'''
PR #915, opened 2023-01-09
[Deps] pin `language-tags` to `v1.0.5`

### LINKED ISSUE #914: CI is failing on old Node versions
Node versions 11 and below are failing in GitHub Actions. They're also past EOL. Can they be removed?

Example: #913 -> https://github.com/jsx-eslint/eslint-plugin-jsx-a11y/actions/runs/3875057562/jobs/6607126082.

JoshuaKGoldberg:
Technically this is just >=12, which can include versions like 13 that are no longer supported (https://github.com/nodejs/release#release-schedule). But I figured I'd keep using the existing action to get Node versions.

Fixes #914.

### DIFF
--- a/package.json
+++ b/package.json
@@ -79,7 +79,7 @@
     "emoji-regex": "^9.2.2",
     "has": "^1.0.3",
     "jsx-ast-utils": "^3.3.3",
-    "language-tags": "^1.0.5",
+    "language-tags": "=1.0.5",
     "minimatch": "^3.1.2",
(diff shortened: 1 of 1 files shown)


ljharb (changes requested):
No thanks; this is a breaking change, and there's no reason to do it. official support of node is irrelevant.

ljharb (approved):
I've updated the PR to pin the misbehaving dependency.

PR #916, opened 2023-01-12
[Fix] `no-aria-hidden-on-focusable` rule's missing export

EvHaus:
I noticed v6.7.0 shipped a new `no-aria-hidden-on-focusable` rule, but the `index.js` file doesn't export it so when you try to use it you get:

```
Error:   1:1  error  Definition for rule 'jsx-a11y/no-aria-hidden-on-focusable' was not found  jsx-a11y/no-aria-hidden-on-focusable
```

This PR fixes that problem.


ljharb (approved):
good catch, thanks!

PR #24, opened 2016-05-10
Added new asList() to ParseItemList

gertjanal:


src/main/java/io/parsingdata/metal/data/ParseItemList.java
```diff
@@ -82,4 +85,19 @@ public String toString() {
         return isEmpty() ? "" : ">" + head + tail.toString();
     }
 
+    /**
+     * Return all {@link ParseGraph}s as list by iterating recursively.
+     * @return all {@link ParseGraph}s in <code>this</code> {@link ParseItemList}
+     */
+    public List<ParseGraph> asList() {
```
rdvdijk: Should probably be part of a `metal-utils`. @jvdb We should start that and put this and put some of @ccreeten's cool util methods in there as well.

rdvdijk: Why not just `List<ParseItem>`?

jvdb:
I agree with @rdvdijk, this is a great thing to have but needs to be put into a util library. So closed but kept :)

PR #32, opened 2016-05-24
Add a Let token to hold calculated values

gertjanal:
Token based on a zero byte value. Might not be exactly what we need, but works for now. If we agree on the impl, I'll add some tests


jvdb:
Thanks for implementing this approach. It provides some good insights into the problem/solution space. As we've discussed, this won't be the actual implementation for Metal since regular `ParseValue` instances need to directly map to parsed values due to serialization/deserialization and traceability issues.

So I will close this PR, but keep it for reference purposes :+1:

PR #33, opened 2016-05-25
Added Len for counting the length of the byte array

gertjanal:
Couldn't find any byte length expression, let me know if I was right so I can create tests

### DIFF
--- a/src/main/java/io/parsingdata/metal/expression/value/reference/Len.java
+++ b/src/main/java/io/parsingdata/metal/expression/value/reference/Len.java
@@ -20,7 +20,7 @@ public class Len implements ValueExpression {
     @Override
     public OptionalValue eval(final Environment env, final Encoding enc) {
         final ParseValue value = env.order.get(_name);
-        return OptionalValue.of(value == null ? null : ConstantFactory.createFromNumeric(value.getValue().length, new Encoding(true)));
+        return OptionalValue.of(value == null || value.getValue() == null ? null : ConstantFactory.createFromNumeric(value.getValue().length, new Encoding(true)));
     }
 
     @Override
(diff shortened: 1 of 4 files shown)


src/main/java/io/parsingdata/metal/expression/value/reference/Len.java
```diff
@@ -0,0 +1,31 @@
...
+    private final String _name;
+
+    public Len(final String name) {
+        _name = checkNotNull(name, "name");
+    }
+
+    @Override
+    public OptionalValue eval(final Environment env, final Encoding enc) {
+        final ParseValue value = env.order.get(_name);
+        return OptionalValue.of(value == null ? null : ConstantFactory.createFromNumeric(value.getValue().length, new Encoding(true)));
```
gertjanal: null check

src/main/java/io/parsingdata/metal/expression/value/reference/Len.java
```diff
@@ -0,0 +1,35 @@
...
+
+import io.parsingdata.metal.data.Environment;
+import io.parsingdata.metal.data.ParseValue;
+import io.parsingdata.metal.encoding.Encoding;
+import io.parsingdata.metal.expression.value.ConstantFactory;
+import io.parsingdata.metal.expression.value.OptionalValue;
+import io.parsingdata.metal.expression.value.Value;
+import io.parsingdata.metal.expression.value.ValueExpression;
+
+public class Len implements ValueExpression {
```
jvdb: This should probably extend `UnaryValueExpression`.

gertjanal: updated

jvdb:
Implements part of #37.

PR #36, opened 2016-06-13
Keep encoding when using ConstantFactory (old repo)

gertjanal:
Please see tests and let me know if this change makes sense to you. I think it is an improvement as the output bytes now have the same encoding as the input bytes.


src/test/java/io/parsingdata/metal/EndiannessTest.java
```diff
@@ -23,27 +23,75 @@
...
+import io.parsingdata.metal.expression.value.Value;
+import io.parsingdata.metal.expression.value.ValueExpression;
 import io.parsingdata.metal.token.Token;
 
 public class EndiannessTest {
 
     @Test
     public void andAcrossByteBoundaryLE() throws IOException {
-        final Token t = def("x", con(2), eq(and(self, con(0x03, 0xff)), con(0x01, 0x1b)));
+        final Token t = def("x", con(2), eq(and(self, con(le(), 0xff, 0x03)), con(le(), 0x1b, 0x01)));
```
gertjanal: Please verify

PR #43, opened 2016-06-17
Keep encoding when using ConstantFactory

gertjanal:
In my opinion, encoding should not be changed when `and` is used


jvdb:
Clients should always mind the encoding! But thanks for the ideas!

Issue #46, opened 2016-06-22
Clean up multimodule pom and Maven warnings


jvdb:
Some of the issues:

1. Separate descriptions for the different artifacts (looks better in the generated site).
2. Fix warnings around SCM properties and inheritance of the values it uses.
3. Fix Javadoc warnings that were introduced in the 3.1.0 release.

jvdb:
Apparently the links between the parent site and the submodule sites are intended to be broken(?):

https://maven.apache.org/plugins/maven-site-plugin/faq.html#Why_dont_the_links_between_parent_and_child_modules_work_when_I_run_mvn_site

PR #47, opened 2016-06-22
Cleanup46

jvdb:
Should resolve all cleanup issues discussed in #46. Please check that `mvn clean verify site` produces *zero* errors and warnings.


core/src/main/java/io/parsingdata/metal/data/selection/ByName.java
```diff
@@ -39,11 +40,12 @@ public static ParseValue get(final ParseGraph graph, final String name) {
     }
 
     /**
+     * @param graph The graph to search
```
rdvdijk: This needs actual JavaDoc.

PR #53, opened 2016-07-05
Remove recursion in ParseGraphList and ByOffset classes

gertjanal:


jvdb:
Thanks for the input! Currently we're not changing the recursive style, but we may add an alternative implementation at some point.

PR #66, opened 2016-07-14
#55: Introduce enum for signedness to replace boolean argument.

### LINKED ISSUE #55: Use an enum for Encoding signedness instead of boolean
Currently we use a `boolean` to set the signedness of an Encoding:

```java
    public Encoding(final boolean signed) {
        this(signed, DEFAULT_CHARSET, DEFAULT_BYTE_ORDER);
    }
    // ...
    public Encoding(final boolean signed, final Charset charset, final ByteOrder byteOrder) {
        _signed = signed;
        _charset = charset;
        _byteOrder = byteOrder;
    }
```

Using an `enum` similar to `ByteOrder` would be much cleaner, and easier on the eyes.

Proposal: `Signedness.SIGNED` and `Signedness.UNSIGNED`.

rdvdijk:
This will resolve #55.

### DIFF
--- a/core/src/main/java/io/parsingdata/metal/encoding/Encoding.java
+++ b/core/src/main/java/io/parsingdata/metal/encoding/Encoding.java
@@ -20,11 +20,11 @@ import java.nio.charset.Charset;
 
 public class Encoding {
 
-    private static final boolean DEFAULT_SIGNED = false;
+    private static final Sign DEFAULT_SIGNED = Sign.UNSIGNED;
     private static final Charset DEFAULT_CHARSET = Charset.forName("ISO646-US");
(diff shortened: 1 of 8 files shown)


core/src/main/java/io/parsingdata/metal/encoding/Encoding.java
```diff
@@ -64,7 +68,6 @@ public ByteOrder getByteOrder() {
 
     @Override
     public String toString() {
-        return getClass().getSimpleName() + "(" + (_signed ? "SIGNED" : "UNSIGNED") + "," + _charset + "," + _byteOrder + ")";
+        return getClass().getSimpleName() + "(" + _sign + "," + _charset + "," + _byteOrder + ")";
```
jvdb: This is in itself almost reason enough to make this change :)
'''
- DESCRIPTION OF THE TASK:
If a line in the entries holds the string "private", count it, then state the total and nothing more.

- ANSWER TO THIS PROBLEM:
4